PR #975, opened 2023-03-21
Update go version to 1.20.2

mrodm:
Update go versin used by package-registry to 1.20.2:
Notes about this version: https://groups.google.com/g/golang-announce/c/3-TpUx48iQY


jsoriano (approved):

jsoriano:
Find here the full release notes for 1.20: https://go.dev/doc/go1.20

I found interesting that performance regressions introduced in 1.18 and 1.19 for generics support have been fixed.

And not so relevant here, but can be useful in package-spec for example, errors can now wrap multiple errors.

__________

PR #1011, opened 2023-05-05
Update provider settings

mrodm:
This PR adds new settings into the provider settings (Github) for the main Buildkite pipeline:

__________

* [Aim of the exercise]
Which lines above run from the one containing "PR #975, opened 2023-03-21" to the one containing "Find here the"? Give them again exactly, both ends included.

* [Exercise response]
PR #975, opened 2023-03-21
Update go version to 1.20.2

mrodm:
Update go versin used by package-registry to 1.20.2:
Notes about this version: https://groups.google.com/g/golang-announce/c/3-TpUx48iQY


jsoriano (approved):

jsoriano:
Find here the full release notes for 1.20: https://go.dev/doc/go1.20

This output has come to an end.